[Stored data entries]
Start of Block

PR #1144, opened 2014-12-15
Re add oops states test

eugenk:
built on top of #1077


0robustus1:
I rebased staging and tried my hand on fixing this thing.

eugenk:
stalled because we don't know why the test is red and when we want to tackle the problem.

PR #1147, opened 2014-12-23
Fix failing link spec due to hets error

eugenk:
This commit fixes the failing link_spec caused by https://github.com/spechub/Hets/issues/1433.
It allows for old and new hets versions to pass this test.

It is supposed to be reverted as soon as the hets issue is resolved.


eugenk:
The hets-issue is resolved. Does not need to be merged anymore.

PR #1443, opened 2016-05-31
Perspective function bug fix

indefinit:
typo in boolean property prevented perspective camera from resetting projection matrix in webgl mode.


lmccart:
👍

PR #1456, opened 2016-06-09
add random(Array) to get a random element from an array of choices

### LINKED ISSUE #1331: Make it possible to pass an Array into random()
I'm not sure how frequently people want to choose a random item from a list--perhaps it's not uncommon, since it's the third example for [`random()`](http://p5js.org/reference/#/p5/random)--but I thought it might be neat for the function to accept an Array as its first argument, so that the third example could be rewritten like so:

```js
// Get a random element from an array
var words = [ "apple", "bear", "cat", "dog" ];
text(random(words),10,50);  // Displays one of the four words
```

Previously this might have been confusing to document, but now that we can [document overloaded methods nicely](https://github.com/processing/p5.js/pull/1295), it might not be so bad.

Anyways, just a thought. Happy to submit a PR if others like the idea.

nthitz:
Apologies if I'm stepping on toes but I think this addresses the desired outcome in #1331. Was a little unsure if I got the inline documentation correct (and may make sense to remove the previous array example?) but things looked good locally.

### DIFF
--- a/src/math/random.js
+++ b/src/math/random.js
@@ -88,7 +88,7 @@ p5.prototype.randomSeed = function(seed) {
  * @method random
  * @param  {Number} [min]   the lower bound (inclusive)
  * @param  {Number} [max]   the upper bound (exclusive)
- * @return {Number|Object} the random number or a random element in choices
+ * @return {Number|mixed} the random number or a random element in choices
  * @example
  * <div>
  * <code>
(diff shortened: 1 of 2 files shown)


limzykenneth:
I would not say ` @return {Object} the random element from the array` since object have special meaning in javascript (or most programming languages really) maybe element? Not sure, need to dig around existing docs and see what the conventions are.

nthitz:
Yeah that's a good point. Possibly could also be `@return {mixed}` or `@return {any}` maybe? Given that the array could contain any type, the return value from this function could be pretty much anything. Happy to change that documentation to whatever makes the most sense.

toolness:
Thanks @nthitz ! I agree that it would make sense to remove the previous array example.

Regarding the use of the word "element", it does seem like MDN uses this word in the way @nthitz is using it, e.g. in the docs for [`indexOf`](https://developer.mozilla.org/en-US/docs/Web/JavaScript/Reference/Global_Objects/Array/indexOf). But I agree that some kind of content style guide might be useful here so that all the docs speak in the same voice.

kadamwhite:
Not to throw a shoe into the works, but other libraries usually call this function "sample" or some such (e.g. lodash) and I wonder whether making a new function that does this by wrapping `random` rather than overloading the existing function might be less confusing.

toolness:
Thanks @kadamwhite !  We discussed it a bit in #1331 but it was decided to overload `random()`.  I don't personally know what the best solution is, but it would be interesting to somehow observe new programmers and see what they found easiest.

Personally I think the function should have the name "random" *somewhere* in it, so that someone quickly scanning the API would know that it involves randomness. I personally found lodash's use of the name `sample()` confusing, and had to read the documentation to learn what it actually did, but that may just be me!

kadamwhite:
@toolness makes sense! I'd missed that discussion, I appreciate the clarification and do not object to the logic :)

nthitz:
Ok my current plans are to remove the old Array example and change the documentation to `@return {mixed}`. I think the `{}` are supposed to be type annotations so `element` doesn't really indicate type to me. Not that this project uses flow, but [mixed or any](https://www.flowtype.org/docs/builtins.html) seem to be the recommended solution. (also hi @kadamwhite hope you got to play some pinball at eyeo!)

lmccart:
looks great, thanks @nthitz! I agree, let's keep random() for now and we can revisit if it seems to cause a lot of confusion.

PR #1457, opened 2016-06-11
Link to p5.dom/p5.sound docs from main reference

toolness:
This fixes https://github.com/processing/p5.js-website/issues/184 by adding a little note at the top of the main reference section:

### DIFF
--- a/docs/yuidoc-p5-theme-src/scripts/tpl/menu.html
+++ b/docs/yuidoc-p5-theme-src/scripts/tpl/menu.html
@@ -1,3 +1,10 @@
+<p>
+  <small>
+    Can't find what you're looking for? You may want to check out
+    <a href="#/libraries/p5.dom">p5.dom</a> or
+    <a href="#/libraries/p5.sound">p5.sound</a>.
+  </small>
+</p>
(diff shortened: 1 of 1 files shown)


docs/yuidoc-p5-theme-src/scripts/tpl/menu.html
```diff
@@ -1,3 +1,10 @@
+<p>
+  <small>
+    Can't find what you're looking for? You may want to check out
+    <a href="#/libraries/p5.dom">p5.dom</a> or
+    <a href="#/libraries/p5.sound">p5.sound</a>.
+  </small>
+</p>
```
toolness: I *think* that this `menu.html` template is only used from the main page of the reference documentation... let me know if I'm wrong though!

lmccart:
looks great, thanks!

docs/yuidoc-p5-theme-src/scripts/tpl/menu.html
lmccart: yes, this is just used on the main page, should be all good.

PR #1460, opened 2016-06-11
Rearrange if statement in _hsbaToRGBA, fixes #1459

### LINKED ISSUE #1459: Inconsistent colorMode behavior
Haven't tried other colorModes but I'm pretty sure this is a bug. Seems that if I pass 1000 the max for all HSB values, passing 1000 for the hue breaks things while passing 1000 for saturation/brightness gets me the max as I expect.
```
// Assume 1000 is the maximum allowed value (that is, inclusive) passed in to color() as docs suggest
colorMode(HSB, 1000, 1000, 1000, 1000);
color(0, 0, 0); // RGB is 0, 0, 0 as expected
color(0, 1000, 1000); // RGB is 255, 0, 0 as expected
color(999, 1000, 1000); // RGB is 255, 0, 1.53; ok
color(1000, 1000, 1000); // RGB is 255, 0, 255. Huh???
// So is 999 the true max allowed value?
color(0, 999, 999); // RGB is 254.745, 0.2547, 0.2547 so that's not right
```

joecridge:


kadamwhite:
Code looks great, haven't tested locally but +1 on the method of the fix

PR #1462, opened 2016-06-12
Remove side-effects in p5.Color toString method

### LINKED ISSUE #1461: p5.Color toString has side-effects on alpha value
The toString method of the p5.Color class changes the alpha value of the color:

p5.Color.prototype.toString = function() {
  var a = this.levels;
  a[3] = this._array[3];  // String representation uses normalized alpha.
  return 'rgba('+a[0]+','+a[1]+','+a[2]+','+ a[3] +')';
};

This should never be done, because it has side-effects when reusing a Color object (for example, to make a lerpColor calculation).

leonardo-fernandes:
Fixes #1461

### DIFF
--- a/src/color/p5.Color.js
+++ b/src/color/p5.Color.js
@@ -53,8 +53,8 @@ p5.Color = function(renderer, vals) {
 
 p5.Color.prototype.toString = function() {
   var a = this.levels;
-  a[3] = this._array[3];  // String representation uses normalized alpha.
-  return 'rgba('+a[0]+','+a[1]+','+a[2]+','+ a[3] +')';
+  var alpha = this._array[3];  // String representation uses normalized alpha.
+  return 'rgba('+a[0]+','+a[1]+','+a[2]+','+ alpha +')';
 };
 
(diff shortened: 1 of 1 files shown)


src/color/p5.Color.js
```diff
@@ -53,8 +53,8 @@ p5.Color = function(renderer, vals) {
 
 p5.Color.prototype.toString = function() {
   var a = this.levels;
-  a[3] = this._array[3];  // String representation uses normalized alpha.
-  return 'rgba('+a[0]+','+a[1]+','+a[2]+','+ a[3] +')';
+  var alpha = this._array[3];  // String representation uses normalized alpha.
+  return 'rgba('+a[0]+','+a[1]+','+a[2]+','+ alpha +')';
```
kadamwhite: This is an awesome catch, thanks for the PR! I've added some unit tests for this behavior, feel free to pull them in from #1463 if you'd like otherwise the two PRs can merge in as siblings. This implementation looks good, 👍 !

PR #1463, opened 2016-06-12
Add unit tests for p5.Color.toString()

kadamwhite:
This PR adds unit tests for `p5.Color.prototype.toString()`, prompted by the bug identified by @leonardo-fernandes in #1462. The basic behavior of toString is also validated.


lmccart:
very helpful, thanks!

End of Block

Exercise objective:
Copy exactly the lines from the top of the entries through the line with "Fix failing link spec due to hets error" in it, please, keeping both ends and adding nothing.

Exercise response:
PR #1144, opened 2014-12-15
Re add oops states test

eugenk:
built on top of #1077


0robustus1:
I rebased staging and tried my hand on fixing this thing.

eugenk:
stalled because we don't know why the test is red and when we want to tackle the problem.

PR #1147, opened 2014-12-23
Fix failing link spec due to hets error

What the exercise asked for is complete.